Romper com análises do espaço segregado, com fronteiras demarcadas entre
áreas urbanas e áreas de proteção. Abordar o espaço a partir de análises mais
amplas que considerem bacias e microbacias hidrográficas, matas e corredores
verdes, áreas de expansão urbana e fluxos urbanos. Considerar estas áreas com
múltiplas funções: proteção ambiental, urbanísticas e paisagísticas.
Em síntese, faz-se necessário superar uma visão segmentada da realidade, a partir
do reconhecimento de que muitos problemas da gestão urbana e ambiental são
originados por que existem visões parciais, baseadas em arcabouços teóricos,
técnicos e jurídicos específicos, que remetem a partes do todo.
Referencias bibliográficas
Comarú, F.A.; Uemura, M.M. Estudos de Caso: São Paulo.

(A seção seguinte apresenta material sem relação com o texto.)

PR #221, opened 2022-03-08
Add batch network config settings for VPC-SC prod projects

calbach:
**This is a potential launch blocking issue for AoU**.

The expectation has been that this has been enabled for AoU since 2021. Presumably this was an oversight and the settings should have been configured on https://github.com/DataBiosphere/terra-resource-buffer/pull/194/files#diff-0e1bb8265c93a909f273642f9cfcd825df74f4bf4c337b340ec1da6cbbec8351R29

I don't know whether this also should have been included on the other pool configs in that PR, I'm unfamiliar with those. Not high on my list right now though.

I need guidance in deploying this change.

@Qi77Qi @rtitle @gjuggler FYI

### DIFF
--- a/src/main/resources/config/prod/resource-config/vpc_sc_v7.yml
+++ b/src/main/resources/config/prod/resource-config/vpc_sc_v7.yml
@@ -1,0 +1,35 @@
+# Projects with VPC-SC configuration
+---
+configName: "vpc_sc_v7"
+gcpProjectConfig:
+  projectIdSchema:
+    prefix: "terra-vpc-sc"
+    scheme: "RANDOM_CHAR"
+  # firecloud.org/prod/for_vpc_sc_unclaimed
+  parentFolderId: "160283235721"
+  billingAccount: "0106B0-41CAA9-427C96"
+  enabledApis:
+    - "bigquery-json.googleapis.com"
+    - "compute.googleapis.com"
+    - "container.googleapis.com"
+    - "cloudbilling.googleapis.com"
+    - "clouderrorreporting.googleapis.com"
+    - "cloudkms.googleapis.com"
+    - "cloudtrace.googleapis.com"
+    - "containerregistry.googleapis.com"
+    - "dataflow.googleapis.com"
+    - "dataproc.googleapis.com"
+    - "dns.googleapis.com"
+    - "genomics.googleapis.com"
+    - "lifesciences.googleapis.com"
+    - "logging.googleapis.com"
+    - "monitoring.googleapis.com"
+    - "storage-api.googleapis.com"
+    - "storage-component.googleapis.com"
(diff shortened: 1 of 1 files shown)


src/main/resources/config/prod/resource-config/vpc_sc_v7.yml
```diff
@@ -0,0 +1,35 @@
...
+    - "lifesciences.googleapis.com"
+    - "logging.googleapis.com"
+    - "monitoring.googleapis.com"
+    - "storage-api.googleapis.com"
+    - "storage-component.googleapis.com"
+  network:
+    enableNetworkMonitoring: "true"
+    enablePrivateGoogleAccess: "true"
+    enableCloudRegistryPrivateGoogleAccess: "true"
+    blockBatchInternetAccess: "true"
```
calbach, line 33: FYI: along with the pool name, L32-33 are the only changes from v6.

calbach:
@zloery if the change looks good to you in the AM - please merge this on my behalf. Want to ensure sure no one is waiting on me to wake up and click the merge button.

src/main/resources/config/prod/resource-config/vpc_sc_v7.yml
```diff
@@ -0,0 +1,35 @@
+# Projects with VPC-SC configuration
```
jmczerk, line 1: This also requires an entry to be added for `vpc_sc_v7` in [config/prod/pool_schema.yml](https://github.com/DataBiosphere/terra-resource-buffer/blob/master/src/main/resources/config/prod/pool_schema.yml).

rtitle: +1

Qi77Qi:
would be nice to roll it out to envs before prod first....looking at a [sample PR](https://github.com/DataBiosphere/terra-resource-buffer/pull/218)

rtitle:
@Qi77Qi I think these 2 settings are already enabled in all non-prod.. see https://github.com/DataBiosphere/terra-resource-buffer/blob/ch/vpc-prod-batch/src/main/resources/config/staging/resource-config/vpc_sc_v5.yml#L32-L33.

Not sure the history here, but looks like this was rolled out everywhere except prod.

jmczerk:
> would be nice to roll it out to envs before prod first....looking at a [sample PR](https://github.com/DataBiosphere/terra-resource-buffer/pull/218)

More discussion [here](https://broadinstitute.slack.com/archives/C6DTFUCDD/p1646703331692809) but I believe it already exists in other envs, there was just an oversight that it hadn't yet made it to `prod`.

rtitle (approved):

zloery (approved):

In: Maricato, E. (coord.)
Parâmetros técnicos para urbanização de favelas. FAUUSP (LabHab): FUPAM.
FINEP/CEF. Relatório de pesquisa. São Paulo, 1999.
Denaldi, R. Políticas de urbanização de favelas. Evolução e impasses. Tese de
Doutorado. Faculdade de Arquitetura e Urbanismo da Universidade de São Paulo.
São Paulo, 2003.
Maricato, E. Brasil, cidades. Alternativas para a crise urbana. Petrópolis: Vozes,
2002.
Santo André. Prefeitura Municipal. Plano Diretor. Santo André: PMSA, 2005.
Uemura. M.M. Programa de saneamento ambiental da bacia do Guarapiranga.
Alternativa para recuperação dos mananciais? Pontifícia Universidade Católica de
Campinas. Dissertação de Mestrado. Campinas, 2000.